▶ **THE TASK**
Only these lines of the data below are wanted: the one with "handshake → JA3.", the one with "- Node ≠ Bun, massively.", and any lines between them, each repeated exactly.

[Saved entries]
+===+

PR #807, opened 2026-07-18
fix(accounts): don't clobber a newer pool token from stale credentials.json (#805)

### LINKED ISSUE #805: Container recreate re-seeds pool account from stale credentials.json → clobbers refreshed token → auth outage

askalf:
Fixes #805.

## The bug

`resyncLoginFromCredentialsIfStale()` (src/accounts.ts) overwrote the pool's `login` account from `credentials.json` on **any** token divergence, assuming the legacy file is always the newer source — correct for #235 (single-account path refreshes `credentials.json`, pool snapshot goes stale) but **inverted in pool mode**, where the pool's own refresh loop advances `accounts/login.json` while `credentials.json` stays frozen (the pool never writes it).

So a container **recreate** replaced the live, freshly-refreshed pool token with the stale legacy one — whose refresh token Anthropic had already rotated when the pool refreshed. Result: `invalid_grant` on every startup, the account stuck in auth-cooldown, `/accounts` 503, and every fleet LLM request failing until a manual `--force-reauth`.

**Two fleet-wide outages in ~12h** on the self-hosted deployment: 2026-07-17 ~16:01Z and 2026-07-18 03:51→12:12Z (168 auth-fails, **2 of 187 executions completed**). Both traced to a `credentials.json`/`accounts/login.json` `expiresAt` that had gone *backwards* to a byte-identical stale value right after a recreate.

## The fix

Reconcile by **freshness**, not by assuming `credentials.json` wins:

- `credentials.json` newer-or-equal → overwrite the stale snapshot (`resynced`, the #235 behaviour — unchanged).
- pool token **strictly newer** → leave it untouched, return `creds-stale`. Proxy startup logs the protective skip.

Only the strict case is skipped; equal `expiresAt` keeps the old overwrite, since a real refresh always advances `expiresAt` (so equal-but-different is an anomaly, not a pool refresh).

## Tests

New regression case in `test/resync-login-stale.mjs`: a strictly-newer `login.json` is **not** clobbered (`creds-stale`, tokens preserved). Existing #235 tests — creds-newer overwrite, and the equal-expiry access-only divergence — still pass. `tsc` clean, **suite 117/117**.

## Shipping

Bumped **5.2.10** so this deploys on merge — the box stays exposed to a re-clobber on its next pool refresh + recreate until it lands. The deploy-recreate itself is safe: after the 12:12Z re-auth both credential files hold the same fresh token (`in-sync`), so nothing is clobbered on the way in.

Follow-up (separate, not blocking): the pool refresh could also **mirror** the new token into `credentials.json` so `dario doctor`'s OAuth row (which reads the legacy file) stops falsely reporting `expired` in pool mode.

### DIFF
--- a/CHANGELOG.md
+++ b/CHANGELOG.md
@@ -11,6 +11,10 @@ checklist.
 
 ## [Unreleased]
 
+## [5.2.10] - 2026-07-18
+
+- **Fix: a container recreate could clobber a freshly-refreshed pool token, causing a fleet-wide auth outage (#805).** `resyncLoginFromCredentialsIfStale` overwrote the pool's `login` account from `credentials.json` on *any* token divergence, assuming the legacy file was always the newer source (#235's single-account case). In pool mode the reverse happens — the pool's own refresh loop advances `accounts/login.json` while `credentials.json` stays frozen — so a recreate replaced the live pool token with the stale legacy one, whose refresh token Anthropic had already rotated → `invalid_grant` on every startup → every request 503s until a manual re-auth. The resync now reconciles by freshness: it only overwrites when `credentials.json` is newer-or-equal, and leaves a strictly-newer pool token untouched (`creds-stale`).
+
 ## [5.2.9] - 2026-07-18
 
 - **Template label refresh** — `_version`, `_supportedMaxTested`, and the `user-agent` header bumped to `2.1.214` to track `@anthropic-ai/claude-code@latest`. The live wire shape is unchanged — cc-drift-template-watch ran `capture-and-bake --check` against live CC v2.1.214 and found zero shape drift vs the bundle — so this is a label refresh, not a re-capture (`_captured` stays at the last real capture). Auto-merged; clears the `sdk-drift` early-warning signal.
--- a/package.json
+++ b/package.json
@@ -1,6 +1,6 @@
 {
   "name": "@askalf/dario",
-  "version": "5.2.9",
+  "version": "5.2.10",
   "description": "Use your Claude Pro/Max subscription in any tool — Cursor, Cline, Aider, the Agent SDK, your scripts — at subscription pricing, not per-token API bills. One local Anthropic + OpenAI-compatible endpoint.",
   "type": "module",
   "bin": {
--- a/src/accounts.ts
+++ b/src/accounts.ts
@@ -644,6 +644,9 @@ export async function ensureLoginCredentialsInPool(
  *   - 'in-sync'      : tokens match; no action
  *   - 'resynced'     : login.json was stale; overwrote with current
  *                       credentials. Caller should reload pool state
+ *   - 'creds-stale'  : login.json is STRICTLY NEWER than credentials.json
+ *                       (the pool refreshed it; the legacy file is stale) —
+ *                       left login.json untouched. dario#805.
  *
  * Why: the single-account path keeps refreshing `credentials.json` in
  * the background (proxy startup auth check, periodic refresh in oauth.ts).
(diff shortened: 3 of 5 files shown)


sprayberry-redline (approved):

**Verdict:** No blocking issues found — the freshness-reconciliation fix is correct and well-tested.

## What I checked
- `src/accounts.ts:686-716` — the new `creds-stale` branch in `resyncLoginFromCredentialsIfStale`.
- `src/proxy.ts:1436-1440` — the new log line wiring up the `creds-stale` result.
- `test/resync-login-stale.mjs` — the new regression case for the strictly-newer-login.json path.
- CI rollup (`gh pr view --json statusCheckRollup`): all required checks green (CI build/test ×3 node versions, CodeQL, compat, wire-drift, actionlint, validate-package-json). Only `auto-merge` shows `SKIPPED`, which is expected for a non-bot-authored PR.

## Correctness
The core change:
```
if (loginAcc.expiresAt > tok.expiresAt) {
  return 'creds-stale';
}
```
correctly inverts the prior unconditional overwrite only for the strictly-newer-pool-token case, and leaves the `#235` overwrite-on-newer-or-equal-credentials.json path untouched — matching the stated invariant ("a real refresh always advances expiresAt", so equal expiry is treated as the legacy #235 case, not a false pool-refresh signal). I traced both branches:
- `loginAcc.expiresAt` (pool) strictly newer → `creds-stale`, no write, login.json preserved (protects the just-fixed outage in #805).
- Equal or credentials.json newer → falls through to the existing `saveAccount` overwrite, identical to pre-PR behavior for the #235 case.

The new test in `test/resync-login-stale.mjs` exercises exactly the failure mode described in the bug report (pool token 8h out, credentials.json expired an hour ago) and asserts both the return value and that `accessToken`/`refreshToken` are left untouched — good coverage of the regression this PR fixes.

`proxy.ts`'s new `else if` branch is a pure additive log statement; it doesn't touch the `resynced` branch or fall through incorrectly.

## What's good
- The doc comment above the function was updated to explain *why* the direction flips in pool mode, not just *what* changed — useful for the next person who touches this.
- Test asserts on both the returned status enum and the actual persisted token values, not just one or the other.
- Version bump + changelog entry included in the same PR, consistent with the "ship on merge" note in the description.

No test-coverage or efficiency concerns — this is a small, targeted control-flow fix with a directly corresponding regression test.

PR #809, opened 2026-07-18
fix(accounts): mirror pool-refreshed login token to credentials.json (#808)

### LINKED ISSUE #808: Mirror pool-refreshed token to credentials.json (fixes doctor false-'expired' in pool mode) — follow-up to #805
## Follow-up to #805

#805 stopped the clobber (a recreate no longer overwrites a newer pool token from stale `credentials.json`). But it leaves the two files *diverged*: after a pool refresh, `accounts/login.json` is fresh while `credentials.json` stays frozen at the last login. Two consequences worth closing:

1. **`dario doctor` reads `credentials.json` for its OAuth/Identity rows**, so in pool-of-1 mode it prints `OAuth expired`/`expiring` even when the active pool token is freshly refreshed and the fleet is 200-healthy. This is alarm-inducing (it nearly got today's *recovered* outage misread as a live regression) and likely what auto-filed the `dario doctor drift` issue during the outage window.
2. Any other code path that still reads `credentials.json` sees a stale token indefinitely.

**Proposed fix:** when the pool refreshes the `login` account, mirror the new token back into `credentials.json` (atomic write), so the legacy file tracks the pool store instead of diverging. Alternative/also: have `doctor`'s OAuth + Identity rows read the active pool account in pool mode (or cross-check `/health`) rather than the legacy file.

Not urgent — #805 already prevents the outage. This is consistency + honest diagnostics.

askalf:
Closes #808. Follow-up to #805.

## Problem
#805 stopped the pool→credentials clobber but left the two files diverged. After a pool refresh, `accounts/login.json` is fresh but `credentials.json` stays frozen at the last `dario login` (nothing ever writes it back). Consequences:

1. `dario doctor` reads `credentials.json` for its OAuth row → prints `expired`/`expiring` in pool-of-1 mode even when the active pool token is fresh and the fleet is 200-healthy (alarm-inducing false positive; likely auto-filed the doctor-drift issue during the 2026-07-18 outage).
2. Any other reader of `credentials.json` (co-resident Claude Code, ops script) sees a stale token indefinitely.

## Fix
New `mirrorLoginToCredentials(refreshed)` in `src/accounts.ts` writes a refreshed `login` account's token back into `credentials.json` via a durable atomic write (`saveCredentialsTokens` in oauth.ts — shares `saveCredentials`' fsync temp+dir #790, cache invalidation, and refresh-dead-flag clear).

Wired into **both** proxy refresh sites (startup self-heal + 15-min background loop), best-effort (`.catch` logs) so a mirror failure never fails the refresh that produced the live token.

Only the `login` alias is mirrored — it's the one back-filled FROM `credentials.json` (`ensureLoginCredentialsInPool`), so the only account whose canonical home is that legacy file. `work`/`personal` accounts have no legacy counterpart.

**Freshness-guarded, symmetric with #805:** mirror only when the refreshed login token is strictly newer than `credentials.json` (by `expiresAt`). A newer-or-equal `credentials.json` means another process (e.g. a concurrent `dario login --force-reauth`) just wrote a fresher family — never clobber it; `resyncLoginFromCredentialsIfStale` pulls that direction on next startup.

## Test plan
New `test/mirror-login-to-credentials.mjs` (no network) covers all four branches:
- non-login alias → `skip-not-login`, no file created
- strictly-newer pool token → `mirrored` (access/refresh/expiresAt/scopes written)
- older AND equal-expiry pool token → `creds-newer`, legacy file untouched (#805 direction)
- missing `credentials.json` → `mirrored` (creates it)

CI compiles (build 18/20/22) + auto-discovers the new test via `all.test.mjs`. No version bump (not shipping — per ticket DEV-8cf98def).

### DIFF
--- a/src/accounts.ts
+++ b/src/accounts.ts
@@ -23,7 +23,7 @@ import { homedir } from 'node:os';
 import { randomUUID, randomBytes, createHash } from 'node:crypto';
 import { createServer, type IncomingMessage, type ServerResponse } from 'node:http';
 import { detectCCOAuthConfig } from './cc-oauth-detect.js';
-import { loadCredentials, buildManualAuthorizeUrl, parseManualPaste, readLineFromStdin, enumerateKeychainCredentials, type KeychainEntry } from './oauth.js';
+import { loadCredentials, saveCredentialsTokens, buildManualAuthorizeUrl, parseManualPaste, readLineFromStdin, enumerateKeychainCredentials, type KeychainEntry } from './oauth.js';
 import { openBrowser } from './open-browser.js';
 import { redactSecrets } from './redact.js';
 import { durableWriteFile } from './durable-write.js';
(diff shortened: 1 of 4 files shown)


sprayberry-redline (approved):
**Automated review from the Sprayberry Labs fleet code reviewer (Code Reviewer bot).**

**Verdict:** No blocking issues found — clean, well-guarded fix with solid test coverage.

## What I checked
- Full diff (`src/accounts.ts`, `src/oauth.ts`, `src/proxy.ts`, `test/mirror-login-to-credentials.mjs`).
- Surrounding context for `saveCredentials`/`loadCredentials` caching, `refreshAccountToken`'s per-alias in-flight dedup, and `resyncLoginFromCredentialsIfStale` (the #805 companion direction) to confirm the two directions don't ping-pong.
- CI rollup (`gh pr checks 809`): CodeQL, actionlint, analyze, build(18/20/22), docker-cap-drop-smoke, test, triage, validate-package-json all `pass`; `compat` and `wire-drift` still `pending` (non-blocking).

## Analysis
- `mirrorLoginToCredentials` (`src/accounts.ts:753-770`) only fires for the reserved `login` alias, and the freshness guard (`if (currentExpiry >= refreshed.expiresAt) return 'creds-newer';`) is the exact mirror image of `resyncLoginFromCredentialsIfStale`'s own guard (`if (loginAcc.expiresAt > tok.expiresAt) return 'creds-stale';`). At equal `expiresAt` the two functions don't fight: `resync` treats equal as "creds is at least as fresh, copy creds→pool" while `mirror` treats equal as "pool isn't strictly newer, don't touch creds" — so there's no write-write ping-pong at the boundary, matching the PR's stated intent.
- Both call sites in `src/proxy.ts` (startup self-heal at `:1530-1534` and the 15-min background loop at `:1552-1556`) wrap the mirror in `.catch(...)` that only logs, so a mirror failure can't fail the refresh that produced the live token — matches the "best-effort" contract in the docstring.
- `saveCredentialsTokens` (`src/oauth.ts:494-496`) is a thin, correctly-scoped wrapper reusing `saveCredentials`'s existing durability (fsync temp+dir), cache invalidation, and `refreshTokenDead` clear — no duplicated logic.
- New test file exercises all four documented branches (non-login skip, strictly-newer mirror, older/equal no-clobber, missing-file bootstrap) against the compiled `dist/` output, consistent with how this repo's other `test/*.mjs` files work.

## What's good
- Docstrings on `mirrorLoginToCredentials` and `saveCredentialsTokens` clearly state the invariant and its relationship to #805/#790, which made verifying the no-ping-pong property straightforward.
- Freshness guard is symmetric and explicit about the "never clobber a fresher family" invariant, addressing the exact failure mode #805 fixed in the other direction.

No correctness, security, or test-coverage concerns block this PR.

PR #812, opened 2026-07-18
proxy: add /livez liveness route decoupled from OAuth

askalf:
## What

Add a `/livez` route that always returns `200 {"status":"ok"}` while the HTTP server is accepting requests, independent of OAuth state.

## Why

The container healthcheck (`wget http://127.0.0.1:3456/health`) is what the `autoheal` watchdog keys on. `/health` returns **503** when OAuth is `broken` / `none` / expired-with-no-refresh (intentional — uptime monitors and `depends_on: service_healthy` need that readiness signal). But a **container restart cannot mint a new refresh token**, so an OAuth/token-family outage turns into a restart loop.

This bit us in prod: the box's interactive Claude Code and the dario fleet transiently shared one refresh-token family; single-use refresh → the second refresher got `invalid_grant` → family revoked → `/health` 503 → autoheal restarted every ~4 min for **4h20m**, none of which could help. It only recovered when the credential was refreshed out-of-band.

Liveness (should we restart?) and readiness (can we serve upstream calls?) are different questions. Restart decisions should track liveness.

## Change

- `src/proxy.ts`: new pre-auth `/livez` branch before `/health`, returns 200 always. Mirrors the existing `/health` write path; uses the same `JSON_HEADERS`.
- `test/e2e.mjs`: `testLivez()` asserts auth-free 200.

Readiness is unchanged: `/health` keeps 200/503 and the full internal-vs-public disclosure split.

## Companion

Platform PR points the compose healthcheck at `/livez` (lands after this ships; autodeploy within-minor auto-pulls).

## Trade-off to weigh

A genuinely *hung-but-listening* server that still accepts TCP would pass `/livez` and no longer be auto-restarted. That failure mode wasn't what we observed (the observed loop was the opposite — a healthy server wrongly restarted), and `/health` + alerting still surfaces it. If you'd rather `/livez` also assert the request pipeline is turning over, say so and I'll add a cheap internal check.


sprayberry-redline (approved):

**What I checked**
- `gh pr diff 812` (28 additions / 1 deletion across `src/proxy.ts` and `test/e2e.mjs`)
- Surrounding context in `src/proxy.ts` (the request-handling closure around the new branch, and the existing `/health` handler it's modeled on)
- CI rollup via `gh pr checks 812`: all 13 checks green (CodeQL, build 18/20/22, test, compat, docker-cap-drop-smoke, wire-drift, etc.)

**Findings**

None blocking. The new `/livez` branch in `src/proxy.ts:1417-1421` is placed before the `checkAuth(req)` call (`src/proxy.ts:1447`), which is correct given the PR's stated intent — liveness must stay auth-free and independent of OAuth state, unlike `/health` which is also pre-auth but returns 503 on broken OAuth. The handler is a straight 200 + static JSON body, no branching or state to get wrong.

`test/e2e.mjs:54-65` adds `testLivez()` asserting a 200 with `{status:'ok'}`, and wires it into the `main()` run sequence right after `testHealth()` — matches the existing test's shape and actually exercises the new route rather than just asserting shape in isolation.

**What's good**
- Route placement is deliberate and matches the design goal (decoupling restart-triggering liveness from OAuth-dependent readiness) — verified by reading the surrounding `/health` block, which retains its 503-on-broken-OAuth behavior unchanged.
- Comment on the new branch clearly documents the incident that motivated it and why `/health` remains untouched.
- Test coverage added for the new endpoint in the same PR.
- All CI checks green, including CodeQL and the full build/test matrix.

sprayberry-redline (approved):
Re-approving post branch-update (base sync only). CI green on updated head; /livez liveness route is additive and decouples liveness from OAuth.

PR #814, opened 2026-07-18
fix(tls): flag Bun below the JA3-verified floor instead of a false-green match

### LINKED ISSUE #813: I did an audit
Hello!
I ran an audit with ClaudeCode Opus 4.8.
Apologies in advance if this is noise / AI-slop.
It might be worth 5 mins of your time to run it thru your own agentic AI.

❤️
π

# dario wire-fidelity — empirical findings

*Independent measurement of the claim that dario's requests match Claude Code "byte-for-byte" / "packet-identical." Every result below is measured on one machine and reproduced; the harness scripts are included so anyone can re-run.*

**Rig**: macOS arm64 · `claude` 2.1.214 (Mach-O standalone, embeds `Bun/1.4.0`, node-compat v26.3.0) · Node v23.7.0 · public Bun 1.0.9 / 1.3.14 / canary(→1.4.0) · dario @ HEAD (2901bc9).

**Instruments** (all local, no sudo, zero subscription cost except where noted):
- `capture-ch.mjs` + `ja3.mjs` — grab a client's TLS ClientHello (first TCP payload, cleartext) without completing the handshake → JA3.
- `mitm-proxy.mjs` — env-scoped `HTTPS_PROXY` CONNECT proxy that TLS-terminates `api.anthropic.com` with a trusted local cert, logs decrypted HTTP/1.1 (raw header order+case + body, token redacted), returns a stub. Only the one subprocess is affected.
- `collector.mjs` + `hdrtest.js`/`btest.js` — local TLS server to compare Node-vs-Bun fetch behavior.
- Real CC `/v1/messages` captured by running the user's authenticated `claude` through the MITM (stub reply ⇒ nothing billed). dario egress captured by running dario from source with its upstream const pointed at the collector and a **dummy** account (shape-only; no real creds, no cost).

---

## Layer 0 — TLS ClientHello (JA3). Deterministic (3/3, no GREASE).

| Client | Runtime | JA3 |
|---|---|---|
| `claude` 2.1.214 | Bun 1.4.0 (embedded) | `e97f5146a7009cc2918b50e903b6ff8d` |
| bare Bun 1.3.14 / canary | BoringSSL | `e97f5146…` **(byte-identical to CC)** |
| bare Bun 1.0.9 | BoringSSL | `2ae7eb4b…` (diverges: +3DES, +ECH, +padding) |
| bare Node v23.7.0 | OpenSSL | `53321030…` (52 ciphers) |

- Node ≠ Bun, massively. **The TLS gap is closable** with public Bun ≥ 1.3.14 (reproduces CC exactly). No public `bun-v1.4.0` exists (canary line).
- **Gap dario misses:** `runtime-fingerprint.ts` treats `bun-match` as "under Bun at all" and never checks the Bun *version*'s JA3. On this box dario would auto-relaunch under the Bun 1.0.9 on PATH and report a green `bun-match` while emitting `2ae7…` ≠ CC's `e97f…`. → measure JA3, or pin/warn a min Bun version.

## Layer 2 — the actual `/v1/messages` request: CC vs dario (measured)

**Header order — real CC** (SDK insertion order, preserved on the wire):
`Accept · Authorization · Content-Type · User-Agent · X-Claude-Code-Session-Id · X-Stainless-Arch · X-Stainless-Lang · X-Stainless-OS · X-Stainless-Package-Version · X-Stainless-Retry-Count · X-Stainless-Runtime · X-Stainless-Runtime-Version · X-Stainless-Timeout · anthropic-beta · anthropic-dangerous-direct-browser-access · anthropic-version · x-app · x-client-request-id · Connection · Host · Accept-Encoding · Content-Length`

**dario under Node (undici):**
`host · connection · accept · content-type · user-agent · x-claude-code-session-id · x-stainless-*(8) · anthropic-beta · anthropic-dangerous… · anthropic-version · x-app · Authorization · x-client-request-id · accept-language · sec-fetch-mode · accept-encoding · content-length`
→ replays dario's captured order, BUT: all names **lowercased**; `Authorization` appended near the **end** (pos ~19, vs CC pos 2); `host`/`connection` hoisted to **front**; undici **injects `accept-language` + `sec-fetch-mode`** (CC never sends these); `accept-encoding: br, gzip, deflate` (CC: `gzip, deflate, br, zstd`).

**dario under Bun 1.3.14 (fetch sorts):**
`Accept · Authorization · Content-Type · User-Agent · anthropic-beta · anthropic-dangerous… · anthropic-version · x-app · x-claude-code-session-id · x-client-request-id · x-stainless-*(8) · Connection · Host · Accept-Encoding · Content-Length`
→ **alphabetically sorted**; `x-*`/`x-stainless-*` lowercased and placed *after* `anthropic-*`, unlike CC. dario's captured `header_order` is **discarded** by Bun's fetch.

**Root cause (measured):** plain `fetch()` under **both** public Bun 1.3.14 and canary (== CC's 1.4.0) **sorts** headers (`zeta,accept,m-custom,Authorization → Accept,Authorization,m-custom,zeta`). Real CC on the same Bun is *not* sorted ⇒ the Anthropic SDK bypasses `fetch`'s Headers sort via raw dispatch. **dario uses `fetch()`, so it cannot reproduce CC's header order under Bun — its `header_order` machinery is a no-op there.** Under Node it survives but undici adds its own fingerprint.

### Verdict grid

| Property | dario/Node | dario/Bun 1.3.14 | matches CC? |
|---|---|---|---|
| TLS JA3 | ✗ (`5332…`) | ✓ (`e97f…`, if Bun≥1.3.14) | Bun only |
| Body top-level key order | ✓ | ✓ | **yes** |
| `metadata.user_id` shape, system-prompt/billing-header injection | ✓ | ✓ | **yes** (rebuild works) |
| `x-client-request-id`, `x-claude-code-session-id` present | ✓ | ✓ | yes |
| header **name casing** | ✗ lowercased | ✗ lowercased | **no** (CC mixed-case) |
| header **order** | replayed but Authz misplaced | ✗ alphabetized | **no** |
| transport-injected headers | ✗ `accept-language`,`sec-fetch-mode`, host/conn front | ✓ clean | Bun only |
| `Accept-Encoding` value | ✗ `br,gzip,deflate` | (Bun default) | Node no |
| `x-stainless-arch`/`os` | ✗ `x64`/`Linux` on fallback path | ✓ `arm64`/`MacOS` (live) | live-capture only |
| `anthropic-beta` set/order | `advisor-tool-2026-03-01` vs CC `advanced-tool-use-2025-11-20`; missing `extended-cache-ttl-2025-04-11`; oauth flag at tail vs pos 2 | same | **no** |

## What dario gets right (credit)
Body key order exact; live value overlay (UA `(external, sdk-cli)`, pkg `0.94.0`, runtime `v26.3.0`) correct; arch/os correct on the live path; injects the CC/Agent-SDK system prompt + `x-anthropic-billing-header` + `thinking`/`context_management`/`output_config` to rebuild a bare client into CC shape; sends `x-client-request-id`, session-id, presence pings; TLS reproducible under a recent Bun.

## Bottom line
- **"byte-identical body"**: substantially TRUE (key order + serialization). ✅
- **"packet-identical" on the wire**: FALSE as stated. Best achievable today is *structurally close under a recent Bun*, still distinguishable by: header-name **casing** (lowercased), header **order** (Bun's fetch sorts; dario's replay is defeated), `anthropic-beta` **set**, and — under Node — undici-injected headers. Plus the unverified-Bun-version JA3 gap.
- The single highest-leverage fix: dario cannot match CC's header order/casing through `fetch()`. Matching CC requires the same raw-dispatch path the Anthropic SDK uses (or an http/1.1 client that preserves order+case). Everything else (casing, Authz position, beta set, JA3 version check) is incremental.

## Bugs/observations to file
1. `bun-match` doesn't verify Bun **version**/JA3 (false-green on old Bun).
2. `fetch()` transport re-sorts (Bun) / injects (Node) headers, silently defeating `header_order` replay — the documented v3.13 wire-fidelity axis is a no-op on the recommended runtime.
3. Header names emitted lowercase; CC is mixed-case.
4. OAuth `Authorization` appended at tail, not CC's position 2 (template carries capture-artifact `x-api-key` instead).
5. `anthropic-beta` drift: `advisor-tool-2026-03-01` vs real `advanced-tool-use-2025-11-20`; missing `extended-cache-ttl-2025-04-11`.
6. Bundled-fallback `x-stainless-arch/os` = `x64`/`Linux` (clobbers correct values when live capture unavailable).
7. Hardcoded fallback `x-stainless-runtime-version: v24.3.0` (real: v26.3.0).
8. Context: CC itself phones home (`/api/event_logging/v2/batch` 163–252 KB + Datadog) — relevant to "nothing phones home" positioning.

## Irreducible
Adversary feature set is unobservable (we can prove wire-identical across observed layers, never "undetectable"); results are point-in-time (CC/Bun version drift).

askalf:
## What

The runtime TLS-fingerprint check (`src/runtime-fingerprint.ts`) returned `bun-match` for **any** Bun version. Being under Bun is necessary but not sufficient: only Bun ≥ **1.3.14** is measured to reproduce Claude Code's ClientHello.

Empirical basis (from the audit in #813, macOS arm64):

| Client | Runtime | JA3 |
|---|---|---|
| `claude` 2.1.214 | Bun 1.4.0 (embedded) | `e97f5146a7009cc2918b50e903b6ff8d` |
| bare Bun 1.3.14 / canary | BoringSSL | `e97f5146…` (byte-identical to CC) |
| bare Bun 1.0.9 | BoringSSL | `2ae7eb4b…` (diverges: +3DES, +ECH, +padding) |

So `dario` auto-relaunching into an old Bun on PATH (e.g. 1.0.9) would report a green `bun-match` while emitting a divergent JA3 on the wire.

## Change

- New `bun-ja3-unverified` status for Bun below the JA3-verified floor (`JA3_VERIFIED_BUN_FLOOR = '1.3.14'`), plus a `bunVersionMeetsJa3Floor()` comparator (numeric-tuple, canary-suffix tolerant).
- All three consumers key off the existing `status !== 'bun-match'` predicate, so they pick the new status up with **no wiring change**: `doctor` warns, the startup banner warns, and `--strict-tls` refuses to start.
- An **unreadable** Bun version stays a best-effort `bun-match` — there's nothing to compare against the floor, and Bun almost always exposes `.version`.
- Doc + help text updated (`docs/wire-fidelity.md`, `--strict-tls` help).

## Maintainer decision to confirm ⚠️

`--strict-tls` now **refuses to start** on a below-floor Bun (previously it accepted any Bun). This is the fail-closed reading of the flag ("refuse unless the TLS matches"), and an unverified JA3 is exactly what it exists to catch — but it is a behavior change for anyone running `--strict-tls` on Bun < 1.3.14. Flagging it explicitly rather than shipping it silently. Happy to gate the strict refusal behind a separate opt-in if you'd rather keep `--strict-tls` lenient on version.

## Scope

This addresses **finding #1** (version-blind `bun-match`) from #813. The other findings in that audit are separate:
- #2 (header order/casing lost through `fetch()`) is the higher-leverage, architectural one — needs a raw-dispatch transport, discussing on the issue.
- #5 (`anthropic-beta` set) is template-drift, cc-drift-bot territory.

Not `Closes #813` — that issue tracks several items.

## Tests

`test/runtime-fingerprint.mjs` extended: below-floor → `bun-ja3-unverified` (hint + floor named), floor boundary inclusive, unknown-version still matches, and direct comparator cases (numeric-not-lexical, canary suffix, unparseable → `undefined`). Full file green locally (52/52); `tsc` clean.


sprayberry-redline (approved):
**Automated review — Sprayberry Labs fleet code reviewer.**

## What I checked
- `gh pr diff 814` in full (all 5 changed files: `src/runtime-fingerprint.ts`, `src/cli.ts`, `src/proxy.ts`, `docs/wire-fidelity.md`, `test/runtime-fingerprint.mjs`).
- Consumer wiring in a shallow clone (`src/doctor.ts:365`, `src/proxy.ts:1274,3945`) to confirm the PR's claim that all three consumers key off `status !== 'bun-match'` and therefore pick up the new `bun-ja3-unverified` status with no wiring change — confirmed true for all three call sites.
- CI rollup: `gh pr checks 814` — all 12 required checks pass (build×3, test, compat, CodeQL, actionlint, wire-drift, etc.), only `auto-merge` skipped as expected pre-approval.

## Correctness
`bunVersionMeetsJa3Floor` (`src/runtime-fingerprint.ts`) does a numeric-tuple parse/compare rather than a lexical one, which is the right call — verified against its own test `'1.10.0' ≥ '1.3.14'` (would be wrong under a string compare). Boundary case (`bunVer === floor`) correctly falls through to `bun-match` since the loop returns `true` only on the first differing index and defaults to `true` when all three equal. The `bunVer !== 'unknown'` guard in `classifyRuntimeFingerprint` correctly preserves the existing best-effort `bun-match` behavior when the version can't be read, rather than newly warning on an absence of data — matches the stated intent and is exercised by the "Bun version unknown still classifies as match" test.

## What's good
- Empirical basis for the floor is documented inline with the source measurement (#813) rather than just asserted.
- Test coverage is thorough and specifically targets the sharp edges: exact-floor boundary, canary-suffix tolerance, numeric-vs-lexical ordering, and the unparseable-version fallback — exactly the cases a version-floor comparator tends to get wrong.
- The maintainer-decision callout in the PR body (that `--strict-tls` behavior changes for sub-floor Bun) is the right thing to flag explicitly rather than ship silently — not a review blocker, just noting it's been surfaced appropriately for a maintainer call.

No test-coverage gaps, reuse, or efficiency concerns in the diff.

+===+

▶ **WRITTEN RESPONSE**
- `capture-ch.mjs` + `ja3.mjs` — grab a client's TLS ClientHello (first TCP payload, cleartext) without completing the handshake → JA3.
- `mitm-proxy.mjs` — env-scoped `HTTPS_PROXY` CONNECT proxy that TLS-terminates `api.anthropic.com` with a trusted local cert, logs decrypted HTTP/1.1 (raw header order+case + body, token redacted), returns a stub. Only the one subprocess is affected.
- `collector.mjs` + `hdrtest.js`/`btest.js` — local TLS server to compare Node-vs-Bun fetch behavior.
- Real CC `/v1/messages` captured by running the user's authenticated `claude` through the MITM (stub reply ⇒ nothing billed). dario egress captured by running dario from source with its upstream const pointed at the collector and a **dummy** account (shape-only; no real creds, no cost).

---

## Layer 0 — TLS ClientHello (JA3). Deterministic (3/3, no GREASE).

| Client | Runtime | JA3 |
|---|---|---|
| `claude` 2.1.214 | Bun 1.4.0 (embedded) | `e97f5146a7009cc2918b50e903b6ff8d` |
| bare Bun 1.3.14 / canary | BoringSSL | `e97f5146…` **(byte-identical to CC)** |
| bare Bun 1.0.9 | BoringSSL | `2ae7eb4b…` (diverges: +3DES, +ECH, +padding) |
| bare Node v23.7.0 | OpenSSL | `53321030…` (52 ciphers) |

- Node ≠ Bun, massively. **The TLS gap is closable** with public Bun ≥ 1.3.14 (reproduces CC exactly). No public `bun-v1.4.0` exists (canary line).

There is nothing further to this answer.